Identity, independence, and a voice: these three subversive characteristics in sixteenth-century women were punishable by death at the hands of the Inquisition. The Inquisition, ever on the lookout for heretics, investigated women who had converted to Catholicism from Judaism and who were guilty of quietly and privately practicing their former religion. Also, at a time when Spain was embarking on colonizing the New World and sending nuns over to establish religious communities,—a second form of colonialism after the Conquest which was political as well as religious—authorities discovered they had a unique problem to contend with, dissent in the Mexican convents.

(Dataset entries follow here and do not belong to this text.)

PR #4825, opened 2023-09-26
RouteData Re-ordered by Pokémon instead of Weather

EatPant2nd:
## Description

Right now, RouteData has the weather encounters grouped by Weather which looks fine on paper but makes the Pokémon show up in multiple groups. Since the Wiki cares about Pokémon first, requirements later, it would be better to group all these Pokémon individually with their respective Weather requirements (unless some share the same requirements, then they are allowed to share the same array). By doing this, the Wiki will display the Pokémon just once in Special section of the Routes and, at the same time, it will also make Routes be displayed just once in the Pokémon pages, letting the tooltip take care of showing all the list of Weathers (and other Requirements if they exist) instead of multiple occurrences of the Pokémon / Route with one Weather type each.

This PR, then, seeks to do this reorder thus helping the Wiki display data without repeated entries.

## Motivation and Context

All the repeated entries made the Wiki display the weather encounters in a poor manner. With this, it will be easier to read and provide a better user experience.

## How Has This Been Tested?

Tested that the game loaded correctly. Went to check some routes. Didn't test all weather types in all routes for encounters but it's just a re-order so nothing should break.

## Types of changes

- Better Wiki


CypherX (approved):
👍

PR #4828, opened 2023-09-29
Pokedex LazyLoader performance improvement

umbralOptimatum:
Similar to the breedingModal's loading overzealousness (#4673), the Pokedex display currently does not reset its position in the pokemon list when filters change. Potentially loading many pages of data simultaneously defeats the point of the LazyLoader, so I've made it reset to the start of the list whenever a filter changes.


CypherX (approved):
👍

PR #4838, opened 2023-10-09
Fixing Johto Unlock Routes Near Ecruteak

Shinesprite41:
## Description

In Johto, before defeating Morty around Ecruteak, Mt. Mortar is unlocked, but Route 42, Mahogany Town, and Route 43 are not. In HGSS, it is possible to access Route 42 (namely it's grass for encounters), as well as everywhere else mentioned, in 2 ways. Either you can beat Morty and obtain Surf, or you can go through Mt. Mortar prior to beating Morty. You are not able to get to the Red Gyarados without Surf, so you still cannot start that questline. 

## Motivation and Context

The three texts, Colonial Angels: Narratives of [End Page 203] Gender and Spirituality in Mexico, 1580-1750 by Elisa Tudela, Women in the Inquisition edited by Mary E. Giles, and A Wild Country Out in the Garden: The Spiritual Journey of a Colonial Mexican Nun edited by Kathleen Myers and Amanda Powell, provide first-person narratives and court testimony. Through these first-person documents, the authors describe the pious, political, racist, classist, and historical lives of the holy women inside and outside the convent and the Catholic Church's relationship with them. According to Tudela's sources, the belief was that the nuns in Mexico in the early eighteenth century had apparently "abandon[ed] the purity of their Peninsular origin and becom[e] otras, just as Sahagún had warned happened to all things and persons Spanish" (ix).